How does sync gateway handle a node failure in the cluster?

#1

I have a two node cluster and yesterday one of the nodes went down. After about 10 minutes it was back up and rejoined the cluster, and after about 25 minutes it had fully warmed up and was in Ready state. Last night we noticed random lags in sync gateway responses from the node that did NOT go down so I checked the logs this morning and see this line over and over again:
14:42:24.297499 2016-06-03T14:42:24.297Z WARNING: Skipped Sequence 3966241 didn’t show up in MaxChannelLogMissingWaitTime, and isn’t available from the * channel view. If it’s a valid sequence, it won’t be replicated until Sync Gateway is restarted. – db.func·005() at change_cache.go:206

These messages completely fill the log (the sequence value in it is one higher each time) and after a few hours sync gateway became unresponsive. Restarting sync gateway fixed the issue and it is working fine now with none of these messages in the log.
Is this related to the node failing and rejoining the cluster? Is there anyway we can mitigate this issue in the future or is restarting sync gateway after all nodes in the cluster are in the Ready state the only way to fix it?

#2

@alexegli,

You need a minunum of a three node CB cluster for autofail over to be used.

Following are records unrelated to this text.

Issue #1216, opened 2022-07-25
Swap TODO items


zbuc:
There were some in-progress TODO items from the Swap implementation that weren't completed prior to merge.

- [x] Record `swap_nft_value` as `asset::Id` rather than `Value` (since the amount is always `1`)
- [x] Rename `swap_nft_value_commitment` to `fee_commitment` to reflect that the `SwapClaim`'s only effect on the transaction value balance is contributing pre-committed fees
- [x] Include asset ID in witness data: https://github.com/penumbra-zone/penumbra/pull/1104/files#r925088722
- [x] Check format of Swap NFT asset ID (and other `SwapPlaintext` fields) in `SwapClaimProof` transparent proof
- [x] Fix `SwapClaimProof` value commitment integrity check: We want to check that the value_commitment is a commitment to f penumbra tokens, where f is the fee amount committed to by the swap nft's asset id.
- [x] #1266
- [x] Match transparent proof to ZK proof implementation by recording integer amounts for asset 1/asset 2 amounts rather than `Value` types
- [x] `value_fee: Value` -> `fee_amount: u64`
- [x] Need blinding factor for _each_ of t1/t2/fee
- [x] Remove `SWAP_TYPE`
- [x] Drop `swap::Error` enum and use `anyhow`
- [x] #1265
- [x] #1267
- [x] #1268
- [x] Remove `impl From<&SwapPlaintext> for Vec<u8> {`
- [x] Make `asset_1`/`asset_2` private to enforce `asset_1 < asset_2`
- [x] Make `to_bytes` private

More context here: https://github.com/penumbra-zone/penumbra/pull/1104

Issue #1126, opened 2022-07-13
Define how exactly we record clearing prices in `SwapClaim`s


hdevalence:
The protocol specification [currently describes](https://protocol.penumbra.zone/main/zswap/swap.html#batching-and-execution) how the results of a swap are computed using real-number prices as follows. The $i$-th user in the batch has submitted inputs $\Delta_1^i, \Delta_2^i$ and computes their outputs as
$$\Lambda_1^i = b (p_{t_1, t_2} \Delta_2^i) + (1 - b) \Delta_1^i$$
$$\Lambda_2^i = b (p_{t_2, t_1} \Delta_1^i) + (1 - b) \Delta_2^i$$
where $p_{t_1, t_2}$ and $p_{t_2, t_1}$ are the effective prices of $t_1$ in terms of $t_2$ and vice versa, and $b$ is a success bit set to $1$ if the swap succeeded and $0$ if it failed.  These formulas simplify to $\Lambda_1^i = p_{t_1, t_2} \Delta_2^i$, $\Lambda_2^i = p_{t_2, t_1} \Delta_1$ when the batch succeeds and $b = 1$, or to $\Lambda_1^i = \Delta_1^i$, $\Lambda_2^i = \Delta_2^i$ when the batch fails and $b = 0$.

This description gives the basic idea, but it's not workable to implement, because we need to specify how to compute the clearing prices using machine integers, not just real numbers, and we also need to specify how the clearing prices are written into the chain state.

In the staking computations, we used fixed-precision arithmetic with an implied, fixed denominator.  That approach is less ideal here, because using fixed-precision arithmetic means making an upfront choice of how to allocate precision, and it's not clear that there's a good way to make that choice. 

Instead, we could look at how we would actually compute the prices $p_{t_1, t_2}$.  These prices are _effective_ prices, inclusive of fees, so they're downstream of the actual AMM execution. If the combined batch input is
$$(\Delta_1, \Delta_2) = (\sum_i \Delta^i, \sum_i \Delta^i)$$
[...]

PR #1238, opened 2022-08-02
Swap fixes and cleanup

zbuc:
Addresses various items from https://github.com/penumbra-zone/penumbra/issues/1216:

* Record swap_nft_value as asset::Id rather than Value (since the amount is always 1)
* Rename swap_nft_value_commitment to fee_commitment to reflect that the SwapClaim's only effect on the transaction value balance is contributing pre-committed fees
* Include asset ID in witness data: https://github.com/penumbra-zone/penumbra/pull/1104/files#r925088722
* Check format of Swap NFT asset ID (and other SwapPlaintext fields) in SwapClaimProof transparent proof
* Fix SwapClaimProof value commitment integrity check: We want to check that the value_commitment is a commitment to f penumbra tokens, where f is the fee amount committed to by the swap nft's asset id.
* Match transparent proof to ZK proof implementation by recording integer amounts for asset 1/asset 2 amounts rather than Value types
* value_fee: Value -> fee_amount: u64
* Need blinding factor for each of t1/t2/fee
* Remove SWAP_TYPE
* Drop swap::Error enum and use anyhow
* Remove impl From<&SwapPlaintext> for Vec<u8> {
* Make asset_1/asset_2 private to enforce asset_1 < asset_2
* Make to_bytes private


crypto/src/dex/swap.rs
```diff
@@ -1,33 +1,101 @@
 mod ciphertext;
 mod plaintext;
+
+use anyhow::Result;
+use ark_ff::PrimeField;
 pub use ciphertext::SwapCiphertext;
+use decaf377::{Element, FieldExt, Fq};
+use decaf377_ka::Public;
```
hdevalence, line 8: nit: probably better not to interleave the re-exports defining the exposed api with the module's own use statements

crypto/src/dex/swap/plaintext.rs
```diff
@@ -163,27 +159,38 @@ impl Protobuf<pb::SwapPlaintext> for SwapPlaintext {}
...
+        //     .b_d
+        //     .try_into()
+        //     .map_err(|_| anyhow::anyhow!("invalid diversified basepoint in SwapPlaintext"))?;
+        // let b_d_encoding = decaf377::Encoding(b_d_bytes);
+        // let encoded_addr = format!(
+        //     "{}",
+        //     plaintext
+        //         .claim_address
+        //         .ok_or_else(|| anyhow::anyhow!("missing SwapPlaintext claim_address"))
+        // );
```
hdevalence, line 172: can we prune this commented section?
```suggestion
```

crypto/src/dex/swap/plaintext.rs
```diff
@@ -163,27 +159,38 @@ impl Protobuf<pb::SwapPlaintext> for SwapPlaintext {}
...
-                })?,
-            ),
+            // b_d: b_d_encoding.decompress().map_err(|_| {
+            //     anyhow::anyhow!("error decompressing diversified basepoint in SwapPlaintext")
+            // })?,
+            // pk_d: ka::Public(
+            //     plaintext.pk_d.try_into().map_err(|_| {
+            //         anyhow::anyhow!("invalid diversified publickey in SwapPlaintext")
+            //     })?,
+            // ),
```
hdevalence, line 193:
```suggestion
```

crypto/src/dex/trading_pair.rs
```diff
@@ -1,17 +1,34 @@
...
 }
 
 impl TradingPair {
+    pub fn new(asset_1: asset::Id, asset_2: asset::Id) -> Result<Self> {
+        if asset_2 < asset_1 {
+            return Err(anyhow!("asset_2 must be greater than asset_1"));
+        }
+
+        Ok(Self { asset_1, asset_2 })
+    }
```
hdevalence, line 20: It'd be handy to have a constructor that picks the correct ordering -- the test code for the LPNFTs constructs a `TradingPair`, for instance, and without having a way to get the ordering right, it would fail the test on deserialization if the ordering happens to be wrong.

crypto/src/dex/trading_pair.rs
```diff
@@ -1,17 +1,34 @@
...
+        self.asset_1
+    }
+
+    pub fn asset_2(&self) -> asset::Id {
+        self.asset_2
+    }
+
     /// Convert the trading pair to bytes.
-    pub fn to_bytes(&self) -> [u8; 64] {
+    pub(crate) fn to_bytes(&self) -> [u8; 64] {
```
hdevalence, line 31: do we just use this in the swap plaintext encoding? if so, could we fold it in there directly, rather than leaving it available for general use?

crypto/src/proofs/transparent.rs
```diff
@@ -418,57 +436,109 @@ impl SwapClaimProof {
...
+    /// * the pre-paid fee amount for the swap,
     pub fn verify(
         &self,
-        anchor: tct::builder::block::Root,
+        anchor: tct::Root,
         // Value commitment to the fees for the swap claim
         value_commitment: value::Commitment,
         nullifier: Nullifier,
         clearing_price_1: u64,
         clearing_price_2: u64,
```
hdevalence, line 447: Rather than taking `clearing_price_i`, we'll want the proof verification to take a `BatchSwapOutputData`, which will let us compute the pro rata share of the output amount exactly.

hdevalence: (This also means we don't have to add an explicit `success` bool below)

crypto/src/proofs/transparent.rs
```diff
@@ -418,57 +436,109 @@ impl SwapClaimProof {
...
         }
 
-        // TODO: is there an address check that needs to occur?
+        // TODO:
+        // The address should be the same for the Swap NFT and SwapClaim outputs
+        // Need output notes here, and to validate the amounts and addresses.
+        // let lambda_1 = success.into() * (clearing_price_1 * self.delta_2)
+        //     + (1 - success.into()) * self.delta_1;
+        // let lambda_2 = success.into() * (clearing_price_2 * self.delta_1)
+        //     + (1 - success.into()) * self.delta_2;
```
hdevalence, line 533: We should also tweak the description in the protocol spec to match the data defined in #1126 / #1214, so that the formulas in the spec are written in terms of a pro rata share of the batch, rather than in terms of a multiplication-by-price-factor (which is harder to do precisely).

proto/proto/dex.proto
```diff
@@ -21,33 +23,44 @@ message Swap {
...
-  // A commitment to the fee's contribution to the transaction's value balance.
+  // @exclude These will become commitments when flow encryption/ABCI++ are available
+  // The amount for asset 1.
+  uint64 delta_1 = 2;
+  // The amount for asset 2.
+  uint64 delta_2 = 3;
+  // @exclude // Commitment to the amount for asset 1 (delta 1).
+  // @exclude bytes delta_1_commitment = 2;
+  // @exclude // Commitment to the amount for asset 2 (delta 2).
+  // @exclude bytes delta_2_commitment = 3;
```
hdevalence, line 62: what does `@exclude` do?

hdevalence (approved):
This is great progress, let's merge it and keep iterating.

crypto/src/dex/trading_pair.rs
hdevalence: Also, it looks like the ordering check is only applied in `new`, rather than also being applied when we deserialize the proto, so we should add it there too.

proto/proto/dex.proto
zbuc: It is a keyword in the protobuf doc generator that excludes the comment from the docs

crypto/src/dex/trading_pair.rs
zbuc: @hdevalence what behavior should we have for `pub fn canonical_order_for(pair: (asset::Id, asset::Id)) -> Self;` if the same asset ID is passed twice? It seems like we might want to have a `Result` type returned, because an asset pair should consist of unique assets? Or should we just return a `TradingPair` with duplicated assets?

Also make user your CB bucket has index replica checked(below image is NOT CHECKED).

Try your testing with three nodes.

#3

I didn’t failover the node because I was worried about data loss (a big red warning popped up when I clicked on Failover) and because I knew the node would be back up in a few minutes.

My question is about sync gateway though. Why did sync gateway fail to handle a node failing and then coming back online and is there anything I can do to prevent that issue from happening again?

#4

@alexegli,

The long failure time (25 minutes) is what got you. I happened to me. I set autofailover to 30 seconds on CB server and pulled the network cable from one of the nodes. SG gave me not available for 30 seconds, but as soon as auto failover happened SG was up and running serving _changes feed.
Below image is the mini datacenter I used to test.

#5

That is an awesome diagram! Nice setup. So the issue was that I didn’t do failover and that sync gateway handles an actual failover better than a node failure and recovery. I guess in the future I will just restart it manually after the node comes back up.

#6

With only 2 nodes and if one fails. It mean a bunch of things.

  1. your lost 50% of you DB capacity :frowning:
  2. Auto failover will not work with only two nodes.

Sync Gateway recovery.
Sync gateway is just an APP like any other. So asking it to recovery from a huge pause or outage of about 30min is never a good idea. We are talking about a Major outage. CB has XDCR so you should fail over to another data center with SG & CB already to go just in case autofailover does not happen for some odd reason or you want to keep to a very tight SLA.

#7

Thanks. Fortunately our SLA is not that tight and sync gateway did recover fine once I restarted it. If we have greater restrictions in the future I will look into increasing the number of nodes.